++++ Data provided

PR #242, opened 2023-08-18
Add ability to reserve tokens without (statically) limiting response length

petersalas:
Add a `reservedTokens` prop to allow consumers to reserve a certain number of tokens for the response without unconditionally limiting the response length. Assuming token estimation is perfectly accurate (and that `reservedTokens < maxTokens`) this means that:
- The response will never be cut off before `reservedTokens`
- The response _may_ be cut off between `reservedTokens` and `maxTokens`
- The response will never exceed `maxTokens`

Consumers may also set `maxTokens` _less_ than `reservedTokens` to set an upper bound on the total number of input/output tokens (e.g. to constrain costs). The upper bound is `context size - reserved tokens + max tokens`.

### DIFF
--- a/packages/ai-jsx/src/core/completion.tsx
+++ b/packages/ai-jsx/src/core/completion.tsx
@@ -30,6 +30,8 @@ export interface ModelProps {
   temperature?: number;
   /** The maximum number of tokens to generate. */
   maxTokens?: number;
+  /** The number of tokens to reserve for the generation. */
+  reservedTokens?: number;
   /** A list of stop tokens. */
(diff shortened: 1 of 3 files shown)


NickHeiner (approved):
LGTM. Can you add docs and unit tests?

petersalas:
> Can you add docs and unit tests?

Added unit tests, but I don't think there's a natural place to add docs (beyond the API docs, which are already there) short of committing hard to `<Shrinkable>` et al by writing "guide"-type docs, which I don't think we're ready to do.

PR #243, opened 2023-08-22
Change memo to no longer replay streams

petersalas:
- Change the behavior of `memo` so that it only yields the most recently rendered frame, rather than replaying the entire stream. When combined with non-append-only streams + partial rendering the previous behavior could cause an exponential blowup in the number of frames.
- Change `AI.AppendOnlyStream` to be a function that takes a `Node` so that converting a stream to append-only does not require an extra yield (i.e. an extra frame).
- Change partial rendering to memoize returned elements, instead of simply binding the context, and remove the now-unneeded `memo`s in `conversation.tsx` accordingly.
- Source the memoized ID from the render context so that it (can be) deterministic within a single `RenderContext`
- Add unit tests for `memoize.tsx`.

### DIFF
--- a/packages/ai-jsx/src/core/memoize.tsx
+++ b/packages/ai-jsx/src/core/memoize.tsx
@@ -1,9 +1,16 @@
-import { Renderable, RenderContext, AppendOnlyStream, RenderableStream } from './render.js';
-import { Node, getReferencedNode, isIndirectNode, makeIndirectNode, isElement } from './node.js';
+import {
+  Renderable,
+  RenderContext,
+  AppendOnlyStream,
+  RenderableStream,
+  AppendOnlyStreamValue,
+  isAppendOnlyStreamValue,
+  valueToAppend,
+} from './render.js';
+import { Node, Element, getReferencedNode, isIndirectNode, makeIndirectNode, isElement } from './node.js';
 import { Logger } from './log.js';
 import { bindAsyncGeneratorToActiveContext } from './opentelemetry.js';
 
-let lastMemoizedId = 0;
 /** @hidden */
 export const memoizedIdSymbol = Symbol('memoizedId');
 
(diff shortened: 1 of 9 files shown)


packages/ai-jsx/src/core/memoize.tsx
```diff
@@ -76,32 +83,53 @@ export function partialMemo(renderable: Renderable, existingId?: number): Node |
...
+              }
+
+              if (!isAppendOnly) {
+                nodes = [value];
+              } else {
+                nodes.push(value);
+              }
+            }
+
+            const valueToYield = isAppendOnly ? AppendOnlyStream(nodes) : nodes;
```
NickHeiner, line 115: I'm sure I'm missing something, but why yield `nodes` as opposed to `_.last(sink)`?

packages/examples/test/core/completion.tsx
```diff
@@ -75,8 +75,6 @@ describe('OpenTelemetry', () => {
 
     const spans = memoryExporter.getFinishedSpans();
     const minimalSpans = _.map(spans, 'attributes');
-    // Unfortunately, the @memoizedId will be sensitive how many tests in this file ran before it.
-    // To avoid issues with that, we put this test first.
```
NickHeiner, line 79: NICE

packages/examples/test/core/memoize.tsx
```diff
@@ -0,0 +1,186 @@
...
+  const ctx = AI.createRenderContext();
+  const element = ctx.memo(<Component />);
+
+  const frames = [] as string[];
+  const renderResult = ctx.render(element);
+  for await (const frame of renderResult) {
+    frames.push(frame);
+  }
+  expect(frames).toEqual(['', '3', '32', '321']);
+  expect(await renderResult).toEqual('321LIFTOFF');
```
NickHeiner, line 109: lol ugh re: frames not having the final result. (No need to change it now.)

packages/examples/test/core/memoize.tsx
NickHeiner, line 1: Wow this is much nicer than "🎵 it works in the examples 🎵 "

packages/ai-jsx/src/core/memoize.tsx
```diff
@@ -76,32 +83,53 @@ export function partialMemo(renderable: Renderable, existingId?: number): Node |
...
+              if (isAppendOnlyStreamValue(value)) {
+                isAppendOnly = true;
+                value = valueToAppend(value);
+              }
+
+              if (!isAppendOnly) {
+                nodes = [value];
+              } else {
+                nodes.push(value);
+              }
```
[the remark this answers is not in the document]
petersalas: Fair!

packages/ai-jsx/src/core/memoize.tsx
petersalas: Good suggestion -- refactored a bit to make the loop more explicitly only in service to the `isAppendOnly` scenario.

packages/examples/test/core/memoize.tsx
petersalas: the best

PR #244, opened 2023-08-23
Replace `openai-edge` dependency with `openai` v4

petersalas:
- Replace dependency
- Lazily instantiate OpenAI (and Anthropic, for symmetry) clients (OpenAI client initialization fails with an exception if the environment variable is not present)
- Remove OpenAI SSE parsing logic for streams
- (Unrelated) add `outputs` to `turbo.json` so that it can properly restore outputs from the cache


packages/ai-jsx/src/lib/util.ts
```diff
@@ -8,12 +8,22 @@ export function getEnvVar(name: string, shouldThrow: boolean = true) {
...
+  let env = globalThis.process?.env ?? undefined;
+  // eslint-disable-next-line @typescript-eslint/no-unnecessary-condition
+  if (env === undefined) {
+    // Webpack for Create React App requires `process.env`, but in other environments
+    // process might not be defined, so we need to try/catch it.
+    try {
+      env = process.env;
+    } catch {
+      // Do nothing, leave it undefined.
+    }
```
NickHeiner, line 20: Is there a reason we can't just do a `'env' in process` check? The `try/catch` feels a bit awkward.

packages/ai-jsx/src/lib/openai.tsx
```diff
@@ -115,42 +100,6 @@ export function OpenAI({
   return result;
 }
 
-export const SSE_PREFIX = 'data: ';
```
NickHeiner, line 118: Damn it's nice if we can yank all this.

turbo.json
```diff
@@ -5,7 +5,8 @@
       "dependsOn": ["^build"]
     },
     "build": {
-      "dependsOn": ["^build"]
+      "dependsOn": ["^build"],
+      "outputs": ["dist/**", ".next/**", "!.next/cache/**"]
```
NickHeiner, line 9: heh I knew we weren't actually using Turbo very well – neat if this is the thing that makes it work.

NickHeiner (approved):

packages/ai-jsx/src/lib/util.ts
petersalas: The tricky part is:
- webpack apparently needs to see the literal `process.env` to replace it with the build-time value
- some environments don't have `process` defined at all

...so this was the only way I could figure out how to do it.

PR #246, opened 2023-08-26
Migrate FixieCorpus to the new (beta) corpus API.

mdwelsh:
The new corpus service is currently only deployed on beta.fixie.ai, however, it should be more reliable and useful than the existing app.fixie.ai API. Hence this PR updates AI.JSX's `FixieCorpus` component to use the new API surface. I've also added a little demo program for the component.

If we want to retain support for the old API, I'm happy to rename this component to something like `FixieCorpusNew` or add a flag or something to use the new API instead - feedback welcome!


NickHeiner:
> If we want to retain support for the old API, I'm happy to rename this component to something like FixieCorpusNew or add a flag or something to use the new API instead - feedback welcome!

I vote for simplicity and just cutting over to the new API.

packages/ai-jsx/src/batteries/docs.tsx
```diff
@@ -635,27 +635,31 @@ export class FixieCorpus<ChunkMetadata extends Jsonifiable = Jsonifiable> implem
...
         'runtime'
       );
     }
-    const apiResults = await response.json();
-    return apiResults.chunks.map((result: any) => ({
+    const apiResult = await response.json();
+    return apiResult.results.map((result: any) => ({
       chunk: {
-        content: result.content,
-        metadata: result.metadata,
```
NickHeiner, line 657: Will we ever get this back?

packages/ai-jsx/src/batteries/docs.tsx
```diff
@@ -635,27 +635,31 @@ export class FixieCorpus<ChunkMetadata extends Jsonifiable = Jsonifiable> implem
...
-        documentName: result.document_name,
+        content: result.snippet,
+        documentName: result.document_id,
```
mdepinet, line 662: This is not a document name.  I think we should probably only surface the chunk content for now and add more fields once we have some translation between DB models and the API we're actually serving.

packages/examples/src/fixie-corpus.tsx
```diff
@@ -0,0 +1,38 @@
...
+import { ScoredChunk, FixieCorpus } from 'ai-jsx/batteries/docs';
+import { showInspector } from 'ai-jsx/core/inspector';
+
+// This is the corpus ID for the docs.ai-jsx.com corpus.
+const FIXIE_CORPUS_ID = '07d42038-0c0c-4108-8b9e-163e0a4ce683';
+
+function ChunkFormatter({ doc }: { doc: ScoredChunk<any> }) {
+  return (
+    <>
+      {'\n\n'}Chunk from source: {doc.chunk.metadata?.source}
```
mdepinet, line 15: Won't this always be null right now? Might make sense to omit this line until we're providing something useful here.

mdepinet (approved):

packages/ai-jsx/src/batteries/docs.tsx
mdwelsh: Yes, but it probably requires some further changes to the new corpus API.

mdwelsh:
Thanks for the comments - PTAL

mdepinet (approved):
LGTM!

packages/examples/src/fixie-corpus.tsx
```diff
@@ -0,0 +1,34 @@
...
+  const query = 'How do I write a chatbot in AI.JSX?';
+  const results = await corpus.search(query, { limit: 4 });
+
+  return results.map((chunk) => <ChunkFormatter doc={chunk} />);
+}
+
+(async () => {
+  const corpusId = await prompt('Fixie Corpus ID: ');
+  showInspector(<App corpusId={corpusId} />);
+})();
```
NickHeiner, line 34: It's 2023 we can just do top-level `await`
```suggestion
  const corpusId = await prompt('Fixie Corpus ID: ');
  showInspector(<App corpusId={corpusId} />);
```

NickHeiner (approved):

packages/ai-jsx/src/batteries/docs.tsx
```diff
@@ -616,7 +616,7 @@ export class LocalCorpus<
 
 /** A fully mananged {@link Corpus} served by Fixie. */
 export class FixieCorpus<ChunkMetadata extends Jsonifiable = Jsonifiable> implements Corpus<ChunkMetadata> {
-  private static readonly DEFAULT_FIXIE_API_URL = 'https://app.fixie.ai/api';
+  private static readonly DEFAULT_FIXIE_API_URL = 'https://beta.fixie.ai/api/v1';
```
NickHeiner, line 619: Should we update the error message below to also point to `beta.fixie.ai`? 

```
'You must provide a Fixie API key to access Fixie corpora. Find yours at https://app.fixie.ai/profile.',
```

++++++++

Task directions: From the records above, pull out every line containing the word "completion".

Task result:
--- a/packages/ai-jsx/src/core/completion.tsx
+++ b/packages/ai-jsx/src/core/completion.tsx
packages/examples/test/core/completion.tsx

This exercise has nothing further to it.